I'm sure they rode together on his girlfriend's Harley!


----------



## justinsfa (Mar 28, 2009)

Spec-Rig.006 said:


> Kenny Powers joined the board ... ?!?!?!? To hell with "jealous" ... I'm "honored" ...












"Careful ladies, I sew and design space shuttles too " - Blowhard007, circa 2012


----------



## spurgersalty (Jun 29, 2010)

I just don't know what to think now a days
Edit: dat is a big *** deer though


----------



## RB II (Feb 26, 2009)

It looks shopped to me. Mainframe 14 pts aren't an afterthought in any hunting conversation.


----------



## Spec-Rig.006 (Nov 2, 2007)

HydraSports said:


> It looks shopped to me. Mainframe 14 pts aren't an afterthought in any hunting conversation.

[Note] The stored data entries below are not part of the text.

PR #1384, opened 2019-03-07
3936: Fix missing titles for ILL on loan/reservation

holt83:
#### Link to issue

https://platform.dandigbib.org/issues/3936

#### Description

In the latest versions a lot of libraries has experienced the "Error: unknown/missing/inaccessible record:" problem with materials on statuslists.

I have posted a pretty hacky attempt to fix this here: https://github.com/ding2/ding2/pull/1293, but it relies on a weird way of handling not-found object in opensearch getObject. We are in contact with DBC and they will update opensearch to handle it in a better way.

This should only be a problem with ILL loans/reservations since we should be able to always get an entity for materials in the libraries own catalog.

During analysis in https://platform.dandigbib.org/issues/3936 we have found out that we actually shouldn't try to make a request against opensearch at all for ILL, since the ID we recieve from FBS API isn't guaranteed to be a faust and hence there's a risk for collisions with wrong materials from other sources than the library catalog.

So I believe a better fix for this right now is to **not** make an opensearch request for ILL. This should fix all the cases with  "Error: unknown/missing/inaccessible record:" on loan/reservation.

The main approach is that we don't send a ding_entity_id from the providers when we have an ILL-bibliographic record on the response from FBS API. Ding_loan/reservation will check for the entity and if provider didn't set ding_entity_id, NULL will be returned. Before we were actually sending a wrong ding_entity_id in some cases.

We will still have problem with debts, since we have no idea whether it's ILL there. But we will handle that in another case, since we will have to wait for Systematic to (hopefully) update the API with more ILL-information.

Off course we should also try to fix the "Errors as real object"-problem that my previous PR tried to address, but we will also handle that in another case, since we will have to wait for DBC to update opensearch.

#### Checklist

I found a weird quirk in the DingProviderReservation and DingProviderLoan objects, where it would try to make a very problematic opensearch request, when the object has been serialized in ding_session_cache(). More about that in the related commit message.

Tbh I'm not really a fan of these classes, and have a very hard time seeing the usefulness of all the complexity in these, but I have tried to fix this without changing too much.

I did experience much better performance on the status lists after fixing it, because it doesn't make the very problematic request agaisnt opensearch.

### DIFF
--- a/modules/ding_reservation/ding_reservation.module
+++ b/modules/ding_reservation/ding_reservation.module
@@ -490,7 +490,8 @@ function ding_reservation_reservations_form($form, &$form_state, $reservations, 
   }
 
   foreach ($reservations as $reservation) {
-    $mat_type = $creators = $title = NULL;
+    $title = t('Title not available');
+    $creators = $mat_type = $cover = NULL;
 
     // If the provider was able to produce an entity we'll use that since we can
     // show more information and link to the entity.
@@ -501,6 +502,7 @@ function ding_reservation_reservations_form($form, &$form_state, $reservations, 
       $title = l($entity->getTitle(), $uri['path']);
       $creators = $entity->getCreators();
       $mat_type = $entity->getType();
+      $cover = field_view_field('ting_object', $entity, 'ting_cover', 'user_list');
     }
     // Else the provider has the option to supply a display name and author.
     elseif (!empty($reservation->display_name)) {
@@ -521,7 +523,7 @@ function ding_reservation_reservations_form($form, &$form_state, $reservations, 
           '#creators' => $creators,
           '#material_type' => $mat_type,
           '#title' => $title,
-          '#cover' => field_view_field('ting_object', $entity, 'ting_cover', 'user_list'),
+          '#cover' => $cover,
           '#information' => array(
             'pickup_id' => array(
               'label' => t('Pickup id'),
--- a/modules/ding_reservation/ding_reservation.module
+++ b/modules/ding_reservation/ding_reservation.module
@@ -561,7 +561,7 @@ function ding_reservation_reservations_form($form, &$form_state, $reservations, 
           '#creators' => $creators,
           '#material_type' => $mat_type,
           '#title' => $title,
-          '#cover' => field_view_field('ting_object', $entity, 'ting_cover', 'user_list'),
+          '#cover' => $cover,
           '#information' => array(
             'queue_number' => array(
               'label' => t('Queue number'),
@@ -609,7 +609,7 @@ function ding_reservation_reservations_form($form, &$form_state, $reservations, 
           '#creators' => $creators,
           '#material_type' => $mat_type,
           '#title' => $title,
-          '#cover' => field_view_field('ting_object', $entity, 'ting_cover', 'user_list'),
+          '#cover' => $cover,
           '#information' => array(
             'ill_status' => array(
               'label' => t('Status'),
--- a/modules/ding_reservation/ding_reservation.module
+++ b/modules/ding_reservation/ding_reservation.module
@@ -495,7 +495,7 @@ function ding_reservation_reservations_form($form, &$form_state, $reservations, 
 
     // If the provider was able to produce an entity we'll use that since we can
     // show more information and link to the entity.
-    if (!empty($reservation->ding_entity_id)) {
+    if (is_object($reservation->entity)) {
       $entity = $reservation->entity;
 
       $uri = entity_uri('ting_object', $entity);
--- a/modules/ding_reservation/ding_reservation.module
+++ b/modules/ding_reservation/ding_reservation.module
@@ -509,9 +509,6 @@ function ding_reservation_reservations_form($form, &$form_state, $reservations, 
       $title = $reservation->display_name;
       $creators = $reservation->author;
     }
-    else {
-      $title = t('Title not available');
-    }
 
     $pickup_branch = ding_provider_invoke('reservation', 'branch_name', $reservation->pickup_branch_id);
     switch ($reservation->reservation_type) {
--- a/modules/ding_reservation/ding_reservation.module
+++ b/modules/ding_reservation/ding_reservation.module
@@ -490,25 +490,26 @@ function ding_reservation_reservations_form($form, &$form_state, $reservations, 
   }
 
   foreach ($reservations as $reservation) {
-    /** @var \TingEntity $entity */
-    $entity = $reservation->entity;
-    if (!is_object($entity) || NULL === $entity->getTingObject()) {
-      $entity = ding_provider_get_pseudo_entity($reservation->ding_entity_id);
-      // Don't link the title as the data well do not known this title. It may
-      // be a inter library loan.
-      $title = (!empty($entity) && $entity->getTitle()) ? $entity->getTitle() : $reservation->display_name;
-    }
-    else {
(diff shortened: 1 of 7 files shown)


holt83:
I get "Only string literals should be passed to t() where possible" in Scrutinizer, but it's something I've added in this PR.

modules/ding_reservation/ding_reservation.module
```diff
@@ -490,25 +490,28 @@ function ding_reservation_reservations_form($form, &$form_state, $reservations,
...
+      $creators = $entity->getCreators();
+      $mat_type = $entity->getType();
+      $cover = field_view_field('ting_object', $entity, 'ting_cover', 'user_list');
+    }
+    // Else the provider has the option to supply a display name and author.
+    elseif (!empty($reservation->display_name)) {
+      $title = $reservation->display_name;
+      $creators = $reservation->author;
+    }
+    else {
```
cableman: Is this else needed will it not default to this from line 493?

holt83:
@cableman Sorry, I can see the description/ticket history is a bit confusing.

It will use a data-well object if the provider sets a ding_entity_id. And FBS only sets a ding_entity_id if the loan/reservation is **not** ILL. That is if there's **no** ilBibliographicRecord present.

[This call](https://github.com/ding2/ding2/pull/1384/files#diff-415a10980167e5f354fa41ea380ee169R498) will produce a TingEntity object if a valid ding_entity_id was passed to the provider, which should be the case for all non-ILL loan/reservations.

modules/ding_reservation/ding_reservation.module
holt83: I missed that one. It's not needed. Will remove.

holt83:
Updated PR to remove unneeded else statement.

GitCop:

 * Commit: 41977d6262592eb04f20b4f90409a41315ca600a

---

GitCop:

 * Commit: 41977d6262592eb04f20b4f90409a41315ca600a

---

holt83:
Scrutinizer: 

- It complains about wrong identation, but I can't see anything wrong. Perhaps it doesn't like bracket notation for arrays? In any case I think we should ignore.

- The other errors are not related to the changes in this, but I have tried to fix them anyway.

modules/ding_webtrekk/ding_webtrekk.module
```diff
@@ -280,7 +280,15 @@ function ding_webtrekk_form_ding_loan_loans_form_alter(&$form, &$form_state) {
...
     if ($loan->renewable) {
-      $material_ids[$loan->id] = $loan->getEntity()->getId();
+      if (is_object($loan->entity)) {
+        $material_ids[$loan->id] = $loan->entity->getId();
+      }
+      // For interlibrary loans the material may not reachable in the well and
+      // therefore we can't get a well ID to display. We'll note that it's an
+      // ILL and use the title instead.
+      else {
+        $material_ids[$loan->id] = 'Interlibrary Loan: ' . $loan->display_name;
```
cableman: This should be wrapped un t() to enable translation of the title also into webtrekk I think.

holt83: You're right. I'll update PR.

holt83:
Updated PR with @cableman suggestion.

I tried to fix Scrutinizer, but I'm unsure how to handle:
> Multi-line assignments must have the equal sign on the second line

Also it complains about identation in loans.inc, but when I look it seems fine. Perhaps Scrutinizer doesn't like brackets instead of array() in this situation?

modules/ding_webtrekk/ding_webtrekk.module
```diff
@@ -287,7 +287,9 @@ function ding_webtrekk_form_ding_loan_loans_form_alter(&$form, &$form_state) {
       // therefore we can't get a well ID to display. We'll note that it's an
       // ILL and use the title instead.
       else {
-        $material_ids[$loan->id] = 'Interlibrary Loan: ' . $loan->display_name;
+        $material_ids[$loan->id] = t('Interlibrary Loan: %title', [
```
JrgenGNielsen: don't use the [ ] syntax - use array() instead

holt83: Are you sure about that? From the README:

JrgenGNielsen: det er hvad der står i [Code Guidelines](https://github.com/ding2/ding2/blob/master/docs/code_guidelines.md). Ellers så skal dén vist opdateres... ;-P

GitCop:

 * Commit: 7f5ab9f8f6231cce37e84e4cb5e39f5ddc885d65

---

GitCop:

 * Commit: 7f5ab9f8f6231cce37e84e4cb5e39f5ddc885d65

---

modules/ding_webtrekk/ding_webtrekk.module
holt83: You're right, but as I mentioned we do use bracket notation in a lot of other places and in new PR's they are often used.

Anyway, I updated the PR to use array() notation.

JrgenGNielsen:
could I get you to fix the GitCop error? also, try to see if the array() notation fixes the Scrutinizer errors

holt83:
My bad with the git cop. It's fixed now.

holt83:
Indentation issues were fixed but scrutinizer still complains about:

> Multi-line assignments must have the equal sign on the second line

I can move the equal sign down a line, but do we want to do this: https://www.drupal.org/project/coder/issues/2710067

holt83:
Ok, I just updated the PR to do exactly as Scrutinizer even though [I agree it looks less readable](https://www.drupal.org/project/coder/issues/2710067). 

So Scrutinizer and everything looks fine now. Let's get on with this :)

JrgenGNielsen:
reviewed and approved

modules/fbs/includes/fbs.loan.inc
```diff
@@ -48,13 +48,22 @@ function fbs_loan_list($account, $reset = FALSE) {
...
           'materials_number' => $loan->loanDetails->materialItemNumber,
         );
 
+        // With the FBS provider we have to use FBS data for ILL, since we can't
+        // rely on the record ID being unique in these cases.
+        if (!empty($loan->loanDetails->ilBibliographicRecord)) {
+          $loan_data['display_name'] = $loan->loanDetails->ilBibliographicRecord->title;
+          $loan_data['author'] = $loan->loanDetails->ilBibliographicRecord->author;
+        }
+        elseif (isset($ids[$loan->loanDetails->recordId])) {
```
guddo: @holt83 Lots of code seems to rely in the presence of `ding_entity_id`. In this clause you might be in a situation where this critical value is not set., for example here: https://github.com/ding2/ding2/blob/master/modules/p2/ding_serendipity/ding_serendipity.module#L419-L437.

Maybe this line should not be wrapped in an `elseif`?

holt83: I think that ding_serendipity should check for an entity like for example ding_loan does and just skip the loan if it's not present. It means the provider didn't return an entity for some reason. With FBS as provider it's because the loan is an ILL and it should not be on any ding_list and therefore ding_serendipity should ignore it. 

Example here: https://github.com/ding2/ding2/blob/master/modules/ding_loan/plugins/content_types/loans.inc#L179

I don't know man! I always enjoy a nice Coca-Cola Classic after downing my Canadian mainframe 14 pt'rs ... Especially for the camera.


----------



## RB II (Feb 26, 2009)

Lol, probably not classic coke, might be gentleman jack or something classy like that. Maybe Ezra Brooks?


----------



## spurgersalty (Jun 29, 2010)

VSOP.....nuff said.


----------



## broadonrod (Feb 26, 2010)

Nice one!


----------



## BigBuck (Mar 2, 2005)

*Buck*

I do not know why every post by 007 goes South almost immediatly, but that is a big buck. Congrats to the hunter.
BB


----------



## Mojo281 (Sep 7, 2006)

Big deer for sure, but can't show his face?? Is his wife a 2cool member who frequents the hunting board?? If so you just uncovered the whole story anyways!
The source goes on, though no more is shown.